Kenneth Bianchi was given to two life sentences in the state of Washington. He was immediately transferred to California where he was sentenced to additional life terms. There he remains at the age of fifty-six.
Doctor Crippen
Hawley Harvey Crippen was born in Coldwater, Michigan in the United States in 1862 to Andresee Skinner and Myron Augustus Crippen, a fairly prosperous couple who ran a dry goods store. As a child, Crippen had always wanted to be a doctor and by the age of twenty-one he had achieved his ambition, graduating from the University of Michigan before gaining an MD degree from the Homeopathic Hospital in Cleveland. He also received a diploma from the Ophthalmic Hospital in New York as an eye and ear specialist. Around this time, Crippen travelled to England with the intention of improving his knowledge of medicine, but discovered that he was insufficiently qualified to practise in the United Kingdom. Returning to the United States he worked in a number of different cities, and by the early 1890s he was married to Charlotte Bell, an Irish nurse. They had a son, Otto, but when his wife died of apoplexy in January, 1892, the boy was sent to live with his grandmother. He would never see his father again.

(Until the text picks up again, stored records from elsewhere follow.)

PR #1192, opened 2022-07-13
Drop write lock before persisting to disk

sveitser:
Also adds a few info logs related to EQS activity.

I think this is preferable to operating on a copy because all operations on the state go through the RWLock directly. In my experiments this reduced the lock time from up 1 second to about 40ms. The less safe alternative (making a copy and then acquiring a write lock to write back the modified copy) locks for about 20ms. However with the second version it would be possible to operate on more than one copy simultaneously, thereby ending up with a wrong state.


philippecamacho (approved):
LGTM

PR #1196, opened 2022-07-14
Undo WARN log workaround

sveitser:
We can configure the logs the way we want with

    RUST_LOG="info,tide=warn,net=warn"


VictorKoenders (approved):

VictorKoenders:
You could also do it the other way around, `RUST_LOG="warn,eqs=info"`. Either way works!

Not long after, back in New York, Crippen took the plunge again, marrying a nineteen-year-old girl who went by the name of Cora Turner. She was actually of Russian-German parentage and her rather more exotic real name was Kunigunde Mackamotsi. Cora had left home at the age of sixteen and had launched herself into a theatrical career, using her not inconsiderable sexual charms to get on. She had taken the stage name Belle Elmore. Critically, though, her talent was fairly negligible and her career never really amounted to very much. For Crippen, this larger-than-life character made for an unlikely mate; his upbringing had been rigidly Protestant and her life was far removed from his. For Cora, however, Crippen’s status as a doctor offered a chance of wealth and respectability.